Monday, April 25, 2011

Language acquisition with B!

I showed the video from my last post to N and B, and they were predictably thrilled to see their very own mugs on an electronic screen. B's little eyebrows shot up, and he excitedly exclaimed, "It's me and...! It's we! It's... it's..." He floundered, obviously sure that there was a some pronoun, somewhere, that would include himself and the siblings also in the video with him in one neat, monosyllabic package. He just didn't know, or couldn't remember, what it was. But he was undaunted. He was brilliant. He was impressive. I could see his mind working, scanning his little lexicon like my computer scanning for viruses, and when he came up short, he applied his version of Grammar Rules I Know Thus Far and settled on shouting, with unmitigated delight, "It's mes!"

How cool is that? I don't remember learning English, but I remember when I first started learning Japanese. If I didn't know how to express something, it was hard for me forge on, undaunted. I was typically very daunted. Too bad I wasn't more like B and other little language-learning children. And how impressive is it that a not-quite-three-year-old can do this? It's really quite sophisticated if you think about it. "I don't know this word I want to use, but I know the pronoun 'me,' and the word I want is like 'me,' but there are other people with me, so it's more than 'me'... so I'll make 'me' plural! I know how to make plurals!" And so we get "mes." Fantabulous.

"That's right, B." I said. "It's you, and N, and W! So say, 'It's us!'"

And that got me the best smile of all. "Yeah. It's us!" he replied. With great satisfaction.

He may move on to "us," but I will always remember "mes."

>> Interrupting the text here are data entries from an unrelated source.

PR #1252, opened 2020-11-19
include offending line in error message

aslakhellesoy:
When the NDJSON stream contains lines that are not valid JSON, we want the error to include the line to make it easier to diagnose the problem.

### DIFF
--- a/messages/java/src/main/java/io/cucumber/messages/NdjsonToMessageIterable.java
+++ b/messages/java/src/main/java/io/cucumber/messages/NdjsonToMessageIterable.java
@@ -41,7 +41,7 @@ public class NdjsonToMessageIterable implements Iterable<Messages.Envelope> {
                     try {
                         JSON_PARSER.merge(line, builder);
                     } catch(InvalidProtocolBufferException e) {
-                        throw new RuntimeException(String.format("Not JSON: %s", line));
+                        throw new RuntimeException(String.format("Not JSON: %s", line), e);
                     }
                     next = builder.build();
                     return true;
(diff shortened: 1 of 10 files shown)


messages/javascript/src/NdjsonToMessageStream.ts
```diff
@@ -43,7 +43,7 @@ export default class NdjsonToMessageStream<T> extends Transform {
         const object = JSON.parse(this.buffer)
         this.push(this.fromObject(object))
       } catch (err) {
-        return callback(err)
+        return callback(new Error(`Not JSONs: ${this.buffer}`))
```
mpkorstanje, line 46: Perhaps also include the original error? That way we know what the parser was complaining about.

messages/java/src/main/java/io/cucumber/messages/NdjsonToMessageIterable.java
```diff
@@ -37,7 +38,11 @@ public boolean hasNext() {
                         return hasNext();
                     }
                     Messages.Envelope.Builder builder = Messages.Envelope.newBuilder();
-                    JSON_PARSER.merge(line, builder);
+                    try {
+                        JSON_PARSER.merge(line, builder);
+                    } catch(InvalidProtocolBufferException e) {
+                        throw new RuntimeException(String.format("Not JSON: %s", line));
```
mpkorstanje, line 44:
```suggestion
                        throw new RuntimeException(String.format("Not JSON: %s", line), e);
```

messages/javascript/src/NdjsonToMessageStream.ts
aslakhellesoy: That's not easily done in JavaScript - exceptions can't have references to other exceptsions like in Java. I don't think it's needed either.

Climbing over every language obstacle...

Wednesday, April 20, 2011

A short post with two big brothers and a baby.


The other day I was checking my email when I noticed the almost-melodic sound of a 5-year-old and a 2.5-year-old singing. So I turned around and witnessed N and B singing "Heads, Shoulders, Knees and Toes" to baby W, much to his delight.


I had been feeling a bit blue, but at that moment all I could feel was very lucky to be me. Seeing my children love each other and enjoy each other's company is the best mood-lifter. I'm glad video exists, so that I can have that little episode forever.

Even with that teensy communication breakdown B exhibited at the end there in the video.

Well, see, life is good. It just ain't perfect.